Si la langue est effectivement perçue comme constituée de mots isolés et jetés à la faveur de la discontinuité des vécus et non comme un ensemble de relations lexicales et syntaxiques appartenant à l’ordre du récit, l’élève ne peut progresser dans sa maîtrise. A la différence du bon élève qui sait que la langue est un matériau à construire, le mauvais pense qu’il a simplement des choses à dire. L’un sait qu’il se construit une identité à la faveur de la langue, l’autre croit que le langage sert à désigner des choses. Le premier s’affranchit de la langue, le second demeure prisonnier des signes linguistiques. Il est vrai que l’élève jugé en difficulté voyage peu et n’éprouve guère le besoin de se constituer d’autres repères ; il ne connaît le plus souvent qu’un langage prescriptif à signification gestuelle évidente, rendant inutile tout feed back et tout retour sur soi. Le langage de la désignation, utilitaire et restrictif rend inutile la diversification du lexique et de la syntaxe. Lorsque l’on n’a guère l’habitude de dire son incompréhension, d’interroger l’évidence des signes, de juger et de commenter les usages de la langue, on s’en tient à un vocabulaire dit pauvre, c’est-à-dire pragmatique et concret.
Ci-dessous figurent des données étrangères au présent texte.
PR #411, opened 2021-05-16
Support all valid text format boolean field values

### LINKED ISSUE #410: Text format parser doesn't accept all valid boolean values
Ran into this at work. Unfortunately the text format specification doesn't seem to be public. 😞 But you can see from the C++ parser code that the valid values for a true boolean field are 1, "true", "True", or "t" (and similar for a false value): https://github.com/protocolbuffers/protobuf/blob/master/src/google/protobuf/text_format.cc#L775. Whereas the proto-lens parser currently only accepts 1 or "true": https://github.com/google/proto-lens/blob/master/proto-lens/src/Data/ProtoLens/TextFormat.hs#L320.

Of course this is very easy to fix. I'll probably get around to doing it myself later today, assuming nothing gets in the way.

agrue:
I'm not sure the text format is exactly "standardized", but this is the set supported by the official C++ parser (see #410).

Fixes #410

### DIFF
--- a/proto-lens/src/Data/ProtoLens/TextFormat.hs
+++ b/proto-lens/src/Data/ProtoLens/TextFormat.hs
@@ -317,8 +317,8 @@ makeScalarValue BoolField (Parser.IntValue x)
 makeScalarValue DoubleField (Parser.DoubleValue x) = Right x
 makeScalarValue FloatField (Parser.DoubleValue x) = Right (realToFrac x)
 makeScalarValue BoolField (Parser.EnumValue x)
-    | x == "true" = Right True
-    | x == "false" = Right False
+    | x `elem` ["true", "True", "t"] = Right True
+    | x `elem` ["false", "False", "f"] = Right False
     | otherwise = Left $ "Unrecognized bool value " ++ show x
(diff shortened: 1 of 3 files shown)


proto-lens/src/Data/ProtoLens/TextFormat.hs
```diff
@@ -317,8 +317,8 @@ makeScalarValue BoolField (Parser.IntValue x)
 makeScalarValue DoubleField (Parser.DoubleValue x) = Right x
 makeScalarValue FloatField (Parser.DoubleValue x) = Right (realToFrac x)
 makeScalarValue BoolField (Parser.EnumValue x)
-    | x == "true" = Right True
-    | x == "false" = Right False
+    | x `elem` ["true", "True", "t"] = Right True
```
blackgnezdo, line 320: The "1" and "0" aren't worth the test?

blackgnezdo (approved):

proto-lens/src/Data/ProtoLens/TextFormat.hs
agrue: "1" and "0" are handled differently; looks like they're parsed to `Int` first (see the `Parser.IntValue` match a few lines up).

PR #428, opened 2021-10-10
Fixed stack-9.0.yaml

jchia:
- nightly resolver needs full name with date
- cassava is not a dependency of any of the packages, though an indirect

La difficulté d’être lecteur
S’agissant de l’apprentissage de la lecture, on retrouve le même hiatus entre ceux qui travaillent les relations entre les mots, les syllabes et les phonèmes et ceux qui les prennent pour de simples objets, entre ceux qui opèrent par addition, insertion, substitution et inversion, font preuve d’une attitude réflexive à l’égard du langage pour saisir et abstraire les syllabes et ceux qui s’en tiennent au sens qu’ils perçoivent. Les uns opèrent entre les signes, effectuent dès le cycle 1 des regroupements syntaxiques ou phonologiques tandis que les autres recherchent désespérément les choses derrière les mots.
Pour certains élèves comme Julien, lire se limite à des activités utilitaires excluant toute découverte (« lire des pancartes », « lire le code »), ou comme Benjamin à des prises d’informations aux enjeux familiaux et sociaux tellement considérables que l’activité ne peut être qu’exceptionnellement plaisante et constante (« lire des papiers importants »). Pour d’autres comme Antoine, lire sert à « lire des livres », « à raconter des livres aux autres » et « à apprendre ». La perspective devient plus large, plus culturelle et prédictive d’une meilleure réussite, dans la mesure où le lien entre la lecture, les livres et l’expérience des échanges est clairement affirmé. Ceci se confirme lorsqu’on évoque la fréquentation des livres : nulle ou quasi nulle pour les uns, elle est fréquente pour Antoine qui possède « au moins cent livres » alors que Julien n’en a qu’un.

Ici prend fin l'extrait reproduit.